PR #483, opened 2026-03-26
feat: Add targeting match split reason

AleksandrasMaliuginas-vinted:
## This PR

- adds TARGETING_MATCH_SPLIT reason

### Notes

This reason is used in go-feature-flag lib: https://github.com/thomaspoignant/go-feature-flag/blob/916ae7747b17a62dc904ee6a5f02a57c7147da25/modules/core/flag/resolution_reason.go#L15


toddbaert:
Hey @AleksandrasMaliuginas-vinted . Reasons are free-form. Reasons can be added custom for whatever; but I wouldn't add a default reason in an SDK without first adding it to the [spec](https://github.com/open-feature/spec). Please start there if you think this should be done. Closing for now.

·····

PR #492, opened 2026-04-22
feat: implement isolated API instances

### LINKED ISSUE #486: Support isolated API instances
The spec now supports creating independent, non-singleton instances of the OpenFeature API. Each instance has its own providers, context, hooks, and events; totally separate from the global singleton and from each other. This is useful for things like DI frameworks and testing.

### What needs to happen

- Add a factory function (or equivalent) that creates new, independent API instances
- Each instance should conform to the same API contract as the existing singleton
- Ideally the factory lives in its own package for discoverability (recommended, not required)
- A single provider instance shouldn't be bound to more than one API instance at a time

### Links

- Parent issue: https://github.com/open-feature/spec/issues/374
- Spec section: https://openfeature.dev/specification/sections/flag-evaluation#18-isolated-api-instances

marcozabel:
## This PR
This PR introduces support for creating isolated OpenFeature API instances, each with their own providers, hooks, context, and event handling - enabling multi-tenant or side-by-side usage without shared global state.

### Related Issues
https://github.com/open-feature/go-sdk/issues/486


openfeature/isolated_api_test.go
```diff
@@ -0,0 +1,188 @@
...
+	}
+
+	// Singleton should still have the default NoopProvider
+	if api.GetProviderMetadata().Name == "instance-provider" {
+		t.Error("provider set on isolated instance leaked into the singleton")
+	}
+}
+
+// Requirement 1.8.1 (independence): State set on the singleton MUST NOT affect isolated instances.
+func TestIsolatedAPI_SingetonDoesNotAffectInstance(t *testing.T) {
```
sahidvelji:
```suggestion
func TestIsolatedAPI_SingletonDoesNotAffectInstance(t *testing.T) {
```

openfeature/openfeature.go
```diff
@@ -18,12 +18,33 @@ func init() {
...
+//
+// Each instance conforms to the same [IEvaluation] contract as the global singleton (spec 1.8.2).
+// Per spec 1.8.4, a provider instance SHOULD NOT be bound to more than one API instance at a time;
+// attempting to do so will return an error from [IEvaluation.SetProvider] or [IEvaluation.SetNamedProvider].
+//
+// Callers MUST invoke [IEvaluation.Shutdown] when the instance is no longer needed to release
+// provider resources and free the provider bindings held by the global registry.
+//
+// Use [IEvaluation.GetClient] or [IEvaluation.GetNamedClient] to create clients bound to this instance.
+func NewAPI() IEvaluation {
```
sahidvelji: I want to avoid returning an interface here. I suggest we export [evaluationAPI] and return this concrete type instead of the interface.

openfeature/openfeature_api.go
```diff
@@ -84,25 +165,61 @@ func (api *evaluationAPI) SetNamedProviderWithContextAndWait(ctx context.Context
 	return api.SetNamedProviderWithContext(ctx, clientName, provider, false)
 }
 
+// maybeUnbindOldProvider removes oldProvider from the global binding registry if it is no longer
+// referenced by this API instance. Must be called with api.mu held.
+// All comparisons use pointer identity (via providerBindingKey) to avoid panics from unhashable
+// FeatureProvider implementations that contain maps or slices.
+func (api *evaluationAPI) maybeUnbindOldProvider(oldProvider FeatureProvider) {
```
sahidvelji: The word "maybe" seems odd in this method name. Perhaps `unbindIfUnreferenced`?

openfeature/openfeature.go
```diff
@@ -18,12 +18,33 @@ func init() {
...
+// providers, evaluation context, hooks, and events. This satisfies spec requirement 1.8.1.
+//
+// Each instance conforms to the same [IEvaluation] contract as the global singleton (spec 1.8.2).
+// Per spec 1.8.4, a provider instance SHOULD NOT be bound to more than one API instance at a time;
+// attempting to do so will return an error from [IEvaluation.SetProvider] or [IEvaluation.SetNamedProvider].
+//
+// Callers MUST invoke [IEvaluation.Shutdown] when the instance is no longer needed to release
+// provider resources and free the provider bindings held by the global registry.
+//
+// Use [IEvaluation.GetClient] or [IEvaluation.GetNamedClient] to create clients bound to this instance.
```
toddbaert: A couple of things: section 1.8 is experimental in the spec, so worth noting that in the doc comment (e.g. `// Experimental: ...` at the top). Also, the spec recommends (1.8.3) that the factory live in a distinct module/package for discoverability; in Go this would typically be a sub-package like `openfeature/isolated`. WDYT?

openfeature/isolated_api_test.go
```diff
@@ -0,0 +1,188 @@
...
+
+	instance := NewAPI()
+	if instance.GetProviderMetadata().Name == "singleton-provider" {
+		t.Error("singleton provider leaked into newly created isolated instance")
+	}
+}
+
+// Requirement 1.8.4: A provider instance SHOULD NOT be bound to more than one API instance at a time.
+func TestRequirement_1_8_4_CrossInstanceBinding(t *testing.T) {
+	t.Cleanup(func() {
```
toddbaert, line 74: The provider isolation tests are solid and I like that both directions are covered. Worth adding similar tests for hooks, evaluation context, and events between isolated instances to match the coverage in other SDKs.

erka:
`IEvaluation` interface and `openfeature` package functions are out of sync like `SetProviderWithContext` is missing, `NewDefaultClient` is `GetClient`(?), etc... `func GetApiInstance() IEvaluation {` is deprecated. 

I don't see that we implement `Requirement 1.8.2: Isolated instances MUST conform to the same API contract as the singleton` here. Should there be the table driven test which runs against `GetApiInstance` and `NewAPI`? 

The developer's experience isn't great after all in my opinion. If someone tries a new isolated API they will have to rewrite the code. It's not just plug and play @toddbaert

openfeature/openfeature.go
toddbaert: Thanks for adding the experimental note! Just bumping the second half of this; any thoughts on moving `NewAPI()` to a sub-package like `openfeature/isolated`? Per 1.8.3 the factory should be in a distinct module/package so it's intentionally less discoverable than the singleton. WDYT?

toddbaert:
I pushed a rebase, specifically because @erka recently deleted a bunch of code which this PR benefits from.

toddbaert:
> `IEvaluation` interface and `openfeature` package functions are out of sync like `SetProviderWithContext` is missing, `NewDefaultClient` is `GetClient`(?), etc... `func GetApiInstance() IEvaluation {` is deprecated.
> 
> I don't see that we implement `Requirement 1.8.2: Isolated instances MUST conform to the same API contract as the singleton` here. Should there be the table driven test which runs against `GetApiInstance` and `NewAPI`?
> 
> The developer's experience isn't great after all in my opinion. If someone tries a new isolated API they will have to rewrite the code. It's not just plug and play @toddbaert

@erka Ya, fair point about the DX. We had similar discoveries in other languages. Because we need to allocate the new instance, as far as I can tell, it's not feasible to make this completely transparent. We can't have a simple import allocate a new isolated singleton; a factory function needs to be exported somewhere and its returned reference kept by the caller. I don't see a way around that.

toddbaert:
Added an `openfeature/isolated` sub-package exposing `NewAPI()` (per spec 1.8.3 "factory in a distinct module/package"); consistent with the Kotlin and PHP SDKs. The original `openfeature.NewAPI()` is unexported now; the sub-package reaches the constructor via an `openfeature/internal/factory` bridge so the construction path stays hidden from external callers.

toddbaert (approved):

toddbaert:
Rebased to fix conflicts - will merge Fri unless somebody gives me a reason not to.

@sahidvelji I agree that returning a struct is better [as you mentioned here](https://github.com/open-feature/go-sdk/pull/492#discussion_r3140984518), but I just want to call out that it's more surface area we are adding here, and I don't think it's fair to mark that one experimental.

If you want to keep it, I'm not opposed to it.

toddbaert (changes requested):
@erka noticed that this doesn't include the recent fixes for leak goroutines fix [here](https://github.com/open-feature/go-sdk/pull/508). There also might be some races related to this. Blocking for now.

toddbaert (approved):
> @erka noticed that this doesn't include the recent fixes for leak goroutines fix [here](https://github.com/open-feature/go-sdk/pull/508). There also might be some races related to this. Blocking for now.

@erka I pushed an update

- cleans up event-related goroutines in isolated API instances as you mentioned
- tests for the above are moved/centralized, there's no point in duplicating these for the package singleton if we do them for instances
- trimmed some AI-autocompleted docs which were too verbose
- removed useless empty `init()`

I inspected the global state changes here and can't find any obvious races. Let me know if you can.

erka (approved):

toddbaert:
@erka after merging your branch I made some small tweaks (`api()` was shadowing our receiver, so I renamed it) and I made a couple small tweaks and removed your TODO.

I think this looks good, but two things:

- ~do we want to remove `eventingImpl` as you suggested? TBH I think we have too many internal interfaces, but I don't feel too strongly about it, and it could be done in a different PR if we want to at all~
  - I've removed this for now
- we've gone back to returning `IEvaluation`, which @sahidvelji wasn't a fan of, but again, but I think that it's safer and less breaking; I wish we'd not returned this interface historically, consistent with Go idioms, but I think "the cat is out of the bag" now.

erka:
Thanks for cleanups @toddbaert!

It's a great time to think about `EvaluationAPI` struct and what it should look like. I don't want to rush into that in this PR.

·····

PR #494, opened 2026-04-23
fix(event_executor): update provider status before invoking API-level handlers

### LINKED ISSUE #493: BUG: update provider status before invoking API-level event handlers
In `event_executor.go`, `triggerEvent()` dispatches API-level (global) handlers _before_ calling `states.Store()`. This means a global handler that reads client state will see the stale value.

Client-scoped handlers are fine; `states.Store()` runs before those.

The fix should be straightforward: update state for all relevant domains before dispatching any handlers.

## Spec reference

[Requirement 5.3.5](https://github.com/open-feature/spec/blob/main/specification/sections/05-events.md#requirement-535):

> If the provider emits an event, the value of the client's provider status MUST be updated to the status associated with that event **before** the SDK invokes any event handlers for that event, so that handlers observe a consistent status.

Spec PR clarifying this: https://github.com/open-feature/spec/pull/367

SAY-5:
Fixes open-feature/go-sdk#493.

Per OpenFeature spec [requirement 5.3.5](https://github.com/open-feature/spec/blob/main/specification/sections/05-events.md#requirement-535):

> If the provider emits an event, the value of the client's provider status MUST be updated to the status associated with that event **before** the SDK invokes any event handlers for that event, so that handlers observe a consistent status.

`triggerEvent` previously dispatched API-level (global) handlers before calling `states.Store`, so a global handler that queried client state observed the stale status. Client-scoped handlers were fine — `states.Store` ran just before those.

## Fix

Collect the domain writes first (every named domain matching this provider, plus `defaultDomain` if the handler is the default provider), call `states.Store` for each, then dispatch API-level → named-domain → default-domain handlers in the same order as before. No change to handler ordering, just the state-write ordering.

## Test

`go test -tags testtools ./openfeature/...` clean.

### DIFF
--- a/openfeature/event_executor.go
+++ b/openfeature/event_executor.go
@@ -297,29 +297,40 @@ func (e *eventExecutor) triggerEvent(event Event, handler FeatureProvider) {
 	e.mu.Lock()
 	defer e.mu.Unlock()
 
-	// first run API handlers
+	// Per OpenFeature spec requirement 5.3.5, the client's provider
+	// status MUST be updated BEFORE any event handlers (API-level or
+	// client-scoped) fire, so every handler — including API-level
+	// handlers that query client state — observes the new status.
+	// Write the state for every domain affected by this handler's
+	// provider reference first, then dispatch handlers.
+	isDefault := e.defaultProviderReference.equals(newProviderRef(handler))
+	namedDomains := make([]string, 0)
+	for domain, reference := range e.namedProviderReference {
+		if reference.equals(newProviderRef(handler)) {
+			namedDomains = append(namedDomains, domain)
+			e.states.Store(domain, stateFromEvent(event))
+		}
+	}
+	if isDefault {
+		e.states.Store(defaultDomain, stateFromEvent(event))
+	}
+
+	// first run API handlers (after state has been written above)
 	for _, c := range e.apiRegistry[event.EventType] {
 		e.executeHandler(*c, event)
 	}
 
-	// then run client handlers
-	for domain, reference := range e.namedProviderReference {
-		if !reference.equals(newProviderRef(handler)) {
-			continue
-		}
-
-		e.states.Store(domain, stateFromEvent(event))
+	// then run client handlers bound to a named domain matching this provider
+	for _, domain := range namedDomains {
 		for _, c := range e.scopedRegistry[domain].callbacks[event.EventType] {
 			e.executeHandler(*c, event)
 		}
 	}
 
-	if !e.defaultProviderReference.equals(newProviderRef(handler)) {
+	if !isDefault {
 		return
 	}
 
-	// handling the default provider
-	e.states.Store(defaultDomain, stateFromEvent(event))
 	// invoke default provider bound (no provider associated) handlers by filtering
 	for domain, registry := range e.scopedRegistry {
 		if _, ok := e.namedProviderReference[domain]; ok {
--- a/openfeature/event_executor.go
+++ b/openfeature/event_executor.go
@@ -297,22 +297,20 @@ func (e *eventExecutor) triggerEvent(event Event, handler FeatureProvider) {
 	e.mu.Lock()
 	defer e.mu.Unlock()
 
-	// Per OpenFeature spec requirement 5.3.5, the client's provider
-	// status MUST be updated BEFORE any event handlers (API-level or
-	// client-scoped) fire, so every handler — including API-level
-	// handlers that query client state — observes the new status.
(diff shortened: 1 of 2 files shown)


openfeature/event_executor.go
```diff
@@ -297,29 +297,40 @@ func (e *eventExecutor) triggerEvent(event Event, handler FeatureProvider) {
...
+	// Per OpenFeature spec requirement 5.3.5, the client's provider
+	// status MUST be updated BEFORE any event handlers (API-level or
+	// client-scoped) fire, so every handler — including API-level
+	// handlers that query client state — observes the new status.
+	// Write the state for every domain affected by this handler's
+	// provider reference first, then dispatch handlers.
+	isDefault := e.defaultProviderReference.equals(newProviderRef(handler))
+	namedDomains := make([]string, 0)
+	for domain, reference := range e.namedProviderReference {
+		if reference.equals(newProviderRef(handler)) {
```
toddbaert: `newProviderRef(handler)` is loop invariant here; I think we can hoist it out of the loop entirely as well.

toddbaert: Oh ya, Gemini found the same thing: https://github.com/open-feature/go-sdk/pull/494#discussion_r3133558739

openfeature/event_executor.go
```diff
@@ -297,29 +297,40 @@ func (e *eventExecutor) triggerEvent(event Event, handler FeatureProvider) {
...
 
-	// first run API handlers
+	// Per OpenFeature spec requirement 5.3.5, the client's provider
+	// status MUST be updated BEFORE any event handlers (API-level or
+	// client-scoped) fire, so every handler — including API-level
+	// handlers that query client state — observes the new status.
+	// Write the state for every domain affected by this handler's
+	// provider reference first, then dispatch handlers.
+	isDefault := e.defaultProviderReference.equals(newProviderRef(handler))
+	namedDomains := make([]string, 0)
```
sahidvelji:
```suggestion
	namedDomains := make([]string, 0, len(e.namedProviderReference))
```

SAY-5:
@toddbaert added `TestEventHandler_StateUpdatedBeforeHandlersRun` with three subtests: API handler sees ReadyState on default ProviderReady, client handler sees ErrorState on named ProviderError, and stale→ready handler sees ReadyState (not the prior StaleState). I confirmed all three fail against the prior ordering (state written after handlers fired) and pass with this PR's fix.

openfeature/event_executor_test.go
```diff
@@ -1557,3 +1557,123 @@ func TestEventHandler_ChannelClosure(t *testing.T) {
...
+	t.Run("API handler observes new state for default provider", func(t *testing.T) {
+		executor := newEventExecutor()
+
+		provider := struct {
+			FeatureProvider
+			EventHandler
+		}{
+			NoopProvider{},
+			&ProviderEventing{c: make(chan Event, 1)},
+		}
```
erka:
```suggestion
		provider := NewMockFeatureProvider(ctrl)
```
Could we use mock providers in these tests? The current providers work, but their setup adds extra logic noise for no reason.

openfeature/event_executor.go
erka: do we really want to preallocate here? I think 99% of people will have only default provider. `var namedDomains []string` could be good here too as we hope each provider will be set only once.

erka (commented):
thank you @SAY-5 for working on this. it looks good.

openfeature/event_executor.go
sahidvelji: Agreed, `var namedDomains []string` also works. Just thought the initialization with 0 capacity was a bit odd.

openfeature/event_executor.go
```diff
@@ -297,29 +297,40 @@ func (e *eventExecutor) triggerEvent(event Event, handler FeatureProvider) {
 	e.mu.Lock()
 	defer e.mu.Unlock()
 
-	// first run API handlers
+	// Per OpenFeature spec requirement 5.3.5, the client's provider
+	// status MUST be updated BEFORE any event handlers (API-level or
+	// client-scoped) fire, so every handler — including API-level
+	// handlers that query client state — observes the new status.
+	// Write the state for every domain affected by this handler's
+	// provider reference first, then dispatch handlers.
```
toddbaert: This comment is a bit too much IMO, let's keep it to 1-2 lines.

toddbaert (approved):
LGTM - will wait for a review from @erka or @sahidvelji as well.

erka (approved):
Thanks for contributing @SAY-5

·····

Your instructions = Among the lines of the listing above, which ones hold "races"? Copy them.

Response area =
@erka noticed that this doesn't include the recent fixes for leak goroutines fix [here](https://github.com/open-feature/go-sdk/pull/508). There also might be some races related to this. Blocking for now.
> @erka noticed that this doesn't include the recent fixes for leak goroutines fix [here](https://github.com/open-feature/go-sdk/pull/508). There also might be some races related to this. Blocking for now.
I inspected the global state changes here and can't find any obvious races. Let me know if you can.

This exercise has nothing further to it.